▸ **EXCERPTED RECORDS**:
= = =
PR #201, opened 2019-01-10
a little more explanation for Q.like

anarkafkas:


radex:
Thanks @anarkafkas — take a look at rendered markdown. Looks like there are some `\` that shouldn't be there. Also, the second example is incorrect

anarkafkas:
Sorry I'm relatively new to this. Not quite familiar with js regex. I think my 2nd example had 2 extra `\`s. I can confirm, in our app we query all users whose usernames match (not necessarily start with) the pattern "jas"  as such:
= = =
▸ **YOUR INSTRUCTIONS**: Produce an exact copy of the whole listing.

▸ **OUTPUT BELOW**:
PR #201, opened 2019-01-10
a little more explanation for Q.like

anarkafkas:


radex:
Thanks @anarkafkas — take a look at rendered markdown. Looks like there are some `\` that shouldn't be there. Also, the second example is incorrect

anarkafkas:
Sorry I'm relatively new to this. Not quite familiar with js regex. I think my 2nd example had 2 extra `\`s. I can confirm, in our app we query all users whose usernames match (not necessarily start with) the pattern "jas"  as such:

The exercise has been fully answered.